5. Target apps & identifiers
| App | Join via | Bundle ID(s) | Speaking cue / names |
|---|---|---|---|
| Zoom | Native | us.zoom.xos |
Colored tile border; name label in tile. |
| Microsoft Teams | Native (new) | com.microsoft.teams2 (new), com.microsoft.teams (classic) |
Colored ring/border; labeled. |
| Signal | Native (Electron) | org.whispersystems.signal-desktop |
Ring around avatar/initials; try Accessibility names first. |
| Google Meet | Browser tab | com.google.Chrome, com.apple.Safari, company.thebrowser.Browser (Arc)… |
Canvas video → Vision for the cue; DOM names → Accessibility/AppleScript; confirm via active-tab URL meet.google.com. |
Four required adapters; adding a 5th must be one new file conforming to the
AppAdapter protocol.
6. The backend (do not rebuild) — now concrete
SparkControl, on the operator's Start9 LAN, fronting two DGX Sparks:
- STT: NVIDIA Parakeet TDT 0.6B —
POST /v1/audio/transcriptions(OpenAI-compatible). - Diarization: NVIDIA Sortformer 4spk-v1 —
POST /api/audio/diarize-chunk(anonymous clusters + voiceprints) andPOST /api/audio/transcribe-with-speakers. - Embeddings: NVIDIA TitaNet (192-dim voiceprints).

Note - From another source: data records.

PR #5213, opened 2023-01-24
`renderState.allFrames` no longer includes topics that the panel didn't request to be preloaded

snosenzo:
**User-Facing Changes**
 - [extension-panels] `renderState.allFrames` no longer includes topics that the panel didn't request to be preloaded

**Description**
Filter topics that the panel doesn't want preloaded out of `allFrames`. This allows extension panels to not have to iterate through messages that they didn't ask to have preloaded. Previously `allFrames` was constructed from all topics that the panel subscribed to that had loaded blocks regardless of whether they were preloaded. 

FG-1625

### DIFF
--- a/packages/studio-base/src/components/PanelExtensionAdapter/renderState.ts
+++ b/packages/studio-base/src/components/PanelExtensionAdapter/renderState.ts
@@ -2,6 +2,7 @@
 // License, v2.0. If a copy of the MPL was not distributed with this
 // file, You can obtain one at http://mozilla.org/MPL/2.0/
 
+import { filterMap } from "@foxglove/den/collection";
 import Log from "@foxglove/log";
 import { toSec } from "@foxglove/rostime";
 import {
@@ -279,12 +280,11 @@ function initRenderStateBuilder(): BuildRenderStateFn {
         shouldRender = true;
         const frames: MessageEvent<unknown>[] = (renderState.allFrames = []);
         // only populate allFrames with topics that the panel wants to preload
-        const topicsToPreloadForPanel = new Set<string>();
-        for (const sub of subscriptions) {
-          if (sub.preload === true) {
-            topicsToPreloadForPanel.add(sub.topic);
-          }
-        }
+        const topicsToPreloadForPanel = new Set<string>(
+          Array.from(
+            filterMap(subscriptions, (sub) => (sub.preload === true ? sub.topic : undefined)),
+          ),
+        );
         for (const block of newBlocks) {
           if (!block) {
             continue;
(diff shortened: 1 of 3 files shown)


packages/studio-base/src/components/PanelExtensionAdapter/renderState.ts
```diff
@@ -278,12 +278,23 @@ function initRenderStateBuilder(): BuildRenderStateFn {
...
+            topicsToPreloadForPanel.add(sub.topic);
+          }
+        }
         for (const block of newBlocks) {
           if (!block) {
             continue;
           }
 
-          for (const messageEvents of Object.values(block.messagesByTopic)) {
+          for (const topic of topicsToPreloadForPanel) {
```
jhurliman, line 293: Is it a problem if allFrames has an unstable sort order due to the `Set<>`?

snosenzo: ah good catch I'll take that into account for when I implement the allFrames sorted guarantee, but I don't think that's an issue for now since there are no guarantees of allFrames order across adding/removing preloaded topics.

snosenzo: also as long as `subscriptions` has a stable order the set should as well.

defunctzombie:
> * [extension-panels] `renderState.allFrames` no longer includes topics that the panel didn't request to be preloaded

Would this happen when another panel _did_ want those topics preloaded?

packages/studio-base/src/components/PanelExtensionAdapter/renderState.ts
```diff
@@ -278,12 +278,23 @@ function initRenderStateBuilder(): BuildRenderStateFn {
       if (newBlocks && prevBlocks !== newBlocks) {
         shouldRender = true;
         const frames: MessageEvent<unknown>[] = (renderState.allFrames = []);
+        // only populate allFrames with topics that the panel wants to preload
+        const topicsToPreloadForPanel = new Set<string>();
```
defunctzombie, line 282: A potential one-liner. Don't know if clearer but I figured I'd share.
`new Set<string>(Array.from(subscriptions).filter(sub => sub.preload).map(sub.topic))`

defunctzombie (approved):

packages/studio-base/src/components/PanelExtensionAdapter/renderState.ts
jtbandes: filterMap would be faster than Array.from().filter().map() 😃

- ★ Primary endpoint for this app:
POST /api/audio/label-merge— diarize + name from the visual timeline (+ voiceprint fallback), optionally transcribe, in one synchronous call. - Health/discovery:
GET /api/status,GET /api/endpoints,GET /v1/models.
Full request/response shapes, curl examples, limits, and error formats are in
03_DATA_CONTRACTS.md.
7. Remaining open items (small)
- Base URL — RESOLVED. A private LAN host — a
.localmDNS name (preferred over a raw IP, since it survives IP changes) — configured in Settings or via theSPARK_BACKEND_URLenv var, and never committed. Ship a neutral placeholder as the default; keep it editable in settings. Service-discovery atGET /api/endpoints. - Send trigger — assume auto-POST on call end; expose a "hold for review" toggle if the user wants to eyeball the timeline first.
- Retention — keep the session folder after a successful hand-off, or prune
audio and keep only
speakers.json+ voiceprints? Default: keep everything, user-configurable. - Voiceprint update policy — overwrite vs running-average a person's stored
voiceprint across calls (see
02_ARCHITECTURE.md §2.9). Start simple (store/refresh latest high-confidence), refine later. - Signing — stable identity so macOS doesn't re-prompt for permissions on each rebuild.